Data shown:
PR #3463, opened 2026-08-23
opencode provider: fall back to message.part.delta text (#2985)

### LINKED ISSUE #2985: opencode provider: silent no-reply when the final text snapshot misses session.idle (answer sits unread in message.part.delta)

Your assignment:
A precise copy of the whole listing is the expected answer.

Solution to this task:
PR #3463, opened 2026-08-23
opencode provider: fall back to message.part.delta text (#2985)

### LINKED ISSUE #2985: opencode provider: silent no-reply when the final text snapshot misses session.idle (answer sits unread in message.part.delta)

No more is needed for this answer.